>>>
PR #6221, opened 2024-11-24
Use ft-input-tags for external player custom args

absidue:
# Use ft-input-tags for external player custom args

## Pull Request Type

- [x] Feature Implementation

## Description
It's not uncommon for users to struggle to configure the external player settings correctly. One of the known stumbling blocks is that people don't read the tooltips, so don't realise that they have to separate the custom arguments with a semicolon (`;`). This pull request changes the custom arguments to use the ft-input-tags component, that way users can enter each argument separately, which should hopefully make it easier to configure the custom arguments correctly. Interally we now store the args in a JSON array.

I updated the tooltip text to remove the ` separated by semicolons (';'),` part in most languages where it was obvious which part of the text it is, in other languages where it was less obvious to me (as I don't know many of FreeTube's languages) I left it to be changed by the translators. At least some of them will have less work to do :).

## Screenshots
external-player-custom-args

## Testing
So that you don't have to install various external players, I would suggest editing the `openInExternalPlayer` function in `src/renderer/store/modules/utils.js` to log what it would send to the external player instead of launching it e.g. 

```diff
-    if (process.env.IS_ELECTRON) {
-      const { ipcRenderer } = require('electron')
-      ipcRenderer.send(IpcChannels.OPEN_IN_EXTERNAL_PLAYER, { executable, args })
-    }
+    console.log(executable, args)
```

### Testing the migration
Check that the migration of the old args string to the new JSON string works correctly

1. While FreeTube is not running open your `settings.db` file (data location but in the `Electron` instead of `FreeTube` folder)
2. If you didn't have any args configured previously add this line, otherwise edit the existing one: `{"_id":"externalPlayerCustomArgs","value":"--test1;--test2"}`
3. Run `yarn dev` on this branch
4. Check in the external player settings that the two args show up as two separate tags

### Other tests
1. Set some custom args
2. Click on the open in external player button on the watch page or in a video list, in the console your custom args should be correctly mixed in with the one that FreeTube sets

## Desktop

- **OS:** Windows
- **OS Version:** 10
- **FreeTube version:** a3823c54ab970614c119eabe57446090c091386f


static/locales/en-US.yaml
```diff
@@ -1017,7 +1017,7 @@ Tooltips:
     Ignore Default Arguments: Do not send any default arguments to the external player
       aside from the video URL (e.g. playback rate, playlist URL, etc.).
       Custom arguments will still be passed on.
-    Custom External Player Arguments: Any custom command line arguments, separated by semicolons (';'),
+    Custom External Player Arguments: Any custom command line arguments,
       you want to be passed to the external player.
```
kommunarr, line 1021:
```suggestion
    Custom External Player Arguments: Any custom command line arguments you want to be passed to the external player.
```

static/locales/en-US.yaml
```diff
@@ -1017,8 +1017,7 @@ Tooltips:
     Ignore Default Arguments: Do not send any default arguments to the external player
       aside from the video URL (e.g. playback rate, playlist URL, etc.).
       Custom arguments will still be passed on.
-    Custom External Player Arguments: Any custom command line arguments, separated by semicolons (';'),
-      you want to be passed to the external player.
+    Custom External Player Arguments: Any custom command line arguments you want to be passed to the external player.
```
efb4f5ff-1298-471a-8973-3d47447115dc, line 1020: Sound better in my head

```suggestion
    Custom External Player Arguments: Any custom command line arguments you want to be passed on to the external player.
```

absidue: Done :)

static/external-player-map.json
```diff
@@ -43,7 +43,7 @@
         "value": "iina",
         "cmdArguments": {
             "defaultExecutable": "iina",
-            "defaultCustomArguments": "--no-stdin",
+            "defaultCustomArguments": ["--no-stdin"],
```
ChunkyProgrammer, line 46: Havent tested but since this change is made, I think this line needs to be updated: https://github.com/FreeTubeApp/FreeTube/blob/3f430c0b0dfca3a09e7478fa8cce1e921b72a518/src/renderer/components/external-player-settings/external-player-settings.js#L55

efb4f5ff-1298-471a-8973-3d47447115dc (approved):

PikachuEXE (approved):
I never got external player working so did not test arguments applied

PR #6222, opened 2024-11-24
Switch the data import to the Web File System API

absidue:
# Switch the data import to the Web File System API

## Pull Request Type

- [x] Refactoring

## Description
<<<
> **WHAT YOU HAVE TO DO**:
Transcribe the material above in full, keeping each word unchanged.

> **RESULT OF THE TASK**:
PR #6221, opened 2024-11-24
Use ft-input-tags for external player custom args

absidue:
# Use ft-input-tags for external player custom args

## Pull Request Type

- [x] Feature Implementation

## Description
It's not uncommon for users to struggle to configure the external player settings correctly. One of the known stumbling blocks is that people don't read the tooltips, so don't realise that they have to separate the custom arguments with a semicolon (`;`). This pull request changes the custom arguments to use the ft-input-tags component, that way users can enter each argument separately, which should hopefully make it easier to configure the custom arguments correctly. Interally we now store the args in a JSON array.

I updated the tooltip text to remove the ` separated by semicolons (';'),` part in most languages where it was obvious which part of the text it is, in other languages where it was less obvious to me (as I don't know many of FreeTube's languages) I left it to be changed by the translators. At least some of them will have less work to do :).

## Screenshots
external-player-custom-args

## Testing
So that you don't have to install various external players, I would suggest editing the `openInExternalPlayer` function in `src/renderer/store/modules/utils.js` to log what it would send to the external player instead of launching it e.g. 

```diff
-    if (process.env.IS_ELECTRON) {
-      const { ipcRenderer } = require('electron')
-      ipcRenderer.send(IpcChannels.OPEN_IN_EXTERNAL_PLAYER, { executable, args })
-    }
+    console.log(executable, args)
```

### Testing the migration
Check that the migration of the old args string to the new JSON string works correctly

1. While FreeTube is not running open your `settings.db` file (data location but in the `Electron` instead of `FreeTube` folder)
2. If you didn't have any args configured previously add this line, otherwise edit the existing one: `{"_id":"externalPlayerCustomArgs","value":"--test1;--test2"}`
3. Run `yarn dev` on this branch
4. Check in the external player settings that the two args show up as two separate tags

### Other tests
1. Set some custom args
2. Click on the open in external player button on the watch page or in a video list, in the console your custom args should be correctly mixed in with the one that FreeTube sets

## Desktop

- **OS:** Windows
- **OS Version:** 10
- **FreeTube version:** a3823c54ab970614c119eabe57446090c091386f


static/locales/en-US.yaml
```diff
@@ -1017,7 +1017,7 @@ Tooltips:
     Ignore Default Arguments: Do not send any default arguments to the external player
       aside from the video URL (e.g. playback rate, playlist URL, etc.).
       Custom arguments will still be passed on.
-    Custom External Player Arguments: Any custom command line arguments, separated by semicolons (';'),
+    Custom External Player Arguments: Any custom command line arguments,
       you want to be passed to the external player.
```
kommunarr, line 1021:
```suggestion
    Custom External Player Arguments: Any custom command line arguments you want to be passed to the external player.
```

static/locales/en-US.yaml
```diff
@@ -1017,8 +1017,7 @@ Tooltips:
     Ignore Default Arguments: Do not send any default arguments to the external player
       aside from the video URL (e.g. playback rate, playlist URL, etc.).
       Custom arguments will still be passed on.
-    Custom External Player Arguments: Any custom command line arguments, separated by semicolons (';'),
-      you want to be passed to the external player.
+    Custom External Player Arguments: Any custom command line arguments you want to be passed to the external player.
```
efb4f5ff-1298-471a-8973-3d47447115dc, line 1020: Sound better in my head

```suggestion
    Custom External Player Arguments: Any custom command line arguments you want to be passed on to the external player.
```

absidue: Done :)

static/external-player-map.json
```diff
@@ -43,7 +43,7 @@
         "value": "iina",
         "cmdArguments": {
             "defaultExecutable": "iina",
-            "defaultCustomArguments": "--no-stdin",
+            "defaultCustomArguments": ["--no-stdin"],
```
ChunkyProgrammer, line 46: Havent tested but since this change is made, I think this line needs to be updated: https://github.com/FreeTubeApp/FreeTube/blob/3f430c0b0dfca3a09e7478fa8cce1e921b72a518/src/renderer/components/external-player-settings/external-player-settings.js#L55

efb4f5ff-1298-471a-8973-3d47447115dc (approved):

PikachuEXE (approved):
I never got external player working so did not test arguments applied

PR #6222, opened 2024-11-24
Switch the data import to the Web File System API

absidue:
# Switch the data import to the Web File System API

## Pull Request Type

- [x] Refactoring

## Description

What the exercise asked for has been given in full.